25. И пусть бы позор ограничивался тем, что вместо свободного человека ты имеешь вид раба, но обязанности у тебя были бы иные, чем у всей этой самой обыкновенной челяди. Посмотрим, однако, меньше ли тебе предписывается делать, чем приказывается Дромону или Тибию. Дело в том, что те науки, из страстной любви к которым твой хозяин, по собственным его словам, взял тебя в свой дом, мало его заботят. И действительно: что общего, как говорится, у осла с лирой? Очень мало, конечно. Разве ты не видишь? Эти люди тают на глазах от любви к мудрости Гомера, искусству Демосфена или высокой мысли Платона, а если лишить душу помыслов о золоте и серебре и забот о них, останутся лишь чванство, изнеженность, страсть к наслаждениям, распутство, наглость и невежество.
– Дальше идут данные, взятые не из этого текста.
PR #2485, opened 2026-02-21
fix handling of bool and abs values #924

### LINKED ISSUE #924: fix handling of bool and abs values
### Describe the Bug

```

from typing import *


def foo(expected: Union[bool, int, float, complex]):
    return abs(expected) # this is an error
    

foo(False) # outputs 0 in abs

abs(False) # is fine - only when bool is part of a union
```

### Sandbox Link

https://pyrefly.org/sandbox/?code=GYJw9gtgBALgngBwJYDsDmUkQWEMoBUAUCQCYCmwUwYYAFOQB4LkDGM5pAXFAKopIwKANoAjWgBsANJhQwZwCWACG8qK0gIJTALoBKLkSjGoIcjACuIFFGWiAzg2ZsOpPVADEsABZJ7mf2UbchBwECMTEhp6ADFlCXtydy8wCxgENP8ABllbBxI7RziEpM8A6lRyKABaKCEJOCgAd29yG3EwCXKEZTw6qmUoCwEhIA&version=3.12

_No response_

asukaminato0721:
# Summary

Fixes #924

Adjusted subtype checking so unbound type variables can widen across union members, which fixes generic calls like abs(x) on a union without forcing the first member’s specialization.

# Test Plan

Added a regression test that asserts abs(bool|int|float|complex) yields int | float.


maggiemoss:
cc: @stroxler are you best suited to review this one?

stroxler (commented):
Thanks for the fix! This is actually under the umbrella of #105, which Rebecca is working on and I think the more root-cause fix she has will take priority over this, so I'm going to close the PR and assign the task to her. It's good work though!

PR #2488, opened 2026-02-22
WYSIWYG display of generic type arguments with defaults

### LINKED ISSUE #2461: WYSIWYG reporting of generic type arguments default
In recent versions of NumPy, the two `np.ndarray` generic type parameters default to `tuple[Any, ...]` and `numpy.dtype`, respectively. The generic type parameter of `numpy.dtype` defaults to `Any`. 
So writing `_: np.ndarray` is equivalent to writing `_: np.ndarray[tuple[Any, ...], np.dtype[Any]]`. And of course, the opposite is also the case, i.e., `_: np.ndarray[tuple[Any, ...], np.dtype[Any]]` can be written more compactly as `_: np.ndarray`. 

When reporting types, it looks like pyrefly currently always chooses to "fill in" the defaults of type parameters that aren't provided. For example:

```py

import numpy as np

def f(a: np.ndarray, /) -> None:
    reveal_type(a)
```

```
 INFO revealed type: ndarray[tuple[Any, ...], dtype[Any]] [reveal-type]
```

One obvious issue is that this is needlessly verbose: `"ndarray[tuple[Any, ...], dtype[Any]]"` counts 36 characters, while `"ndarray"` requires only 7; that's a factor of >5x.

It can also be confusing to users to see the type they explicitly wrote as `ndarray` to be printed as `ndarray[tuple[Any, ...], dtype[Any]]`. I can imagine that users new to typing in Python would not understand where the `[tuple[Any, ...], dtype[Any]]` came from.

There's also subjective loss of information: In natural language there are many synonyms, but even though they *mean* the same, there are often subtle context-dependent nuances that cause people to use them with specific intent, so that they can express themselves a little bit better. The way I see it, the same can be said about `ndarray`. For example, if one writes `_: ndarray[tuple[Any, ...]]` it highlights that the shape-type is unknown but relevant, whereas writing `_: ndarray` could mean that the shape-type isn't relevant. 

So all things considered, I would like for pyrefly to report types as they are written. So with this [WYSIWYG](https://en.wikipedia.org/wiki/WYSIWYG) approach you'd have

```py
def f(a: np.ndarray, /) -> None:
    reveal_type(a)  # revealed type: ndarray [reveal-type]

def f(a: np.ndarray[tuple[Any, ...]], /) -> None:
    reveal_type(a)  # revealed type: ndarray[tuple[Any, ...]] [reveal-type]
```

and so forth.

Adist319:
## Summary

- When generic types have default type parameters (PEP 696), omit trailing type args that match their defaults in displayed types
- Types are shown as written rather than with all defaults filled in
- Adds `TArgs::display_count()` method that strips trailing default-matching args at display time

### Examples

| Before | After |
|--------|-------|
| `Generator[str, None, None]` | `Generator[str]` |
| `AsyncGenerator[int, None]` | `AsyncGenerator[int]` |
| `ExceptionGroup[Exception]` | `ExceptionGroup` |
| `MyClass[float, bool]` (non-defaults) | `MyClass[float, bool]` (unchanged) |

Closes #2461

## Test plan

- Added 5 new WYSIWYG test cases in `generic_legacy.rs` covering bare generic, partial, full, no-defaults, and invalid-order scenarios
- Updated error message expectations in `yields.rs`, `contextual.rs`, `flow_branching.rs`, `operators.rs`, `constructors.rs`

### DIFF
--- a/crates/pyrefly_types/src/types.rs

И, конечно, для этого всего ты своему хозяину никогда не понадобишься. Но, поскольку ты носишь длинную бороду и видом своим внушаешь благоговение, греческий плащ твой накинут красивыми складками, все тебя знают как грамматика, ритора, или шествуя по дороге, он не забывает Муз и служения философа, – постольку господину приличным представляется включить такого человека в число тех, кто идет впереди его, открывая торжественное шествие: ибо это придает ему вид поклонника греческой науки и вообще ревнителя просвещения. Таким образом, дорогой мой, тебе грозит опасность, что не за удивительные речи, а за бороду и твой плащ философа будешь ты получать свою плату. Поэтому тебе надлежит всюду являться перед людьми с ним вместе и никогда не отставать ни на шаг. Напротив, с утра, поднявшись с постели, старайся, чтобы тебя видели при исполнении обязанностей, и не покидай строя. Он время от времени, возлагая на тебя руку, сболтнет первый попавшийся вздор, желая показать встречным, что, даже шествуя по дороге, он не забывает Муз и служению красоте посвящает досуг свой во время прогулки.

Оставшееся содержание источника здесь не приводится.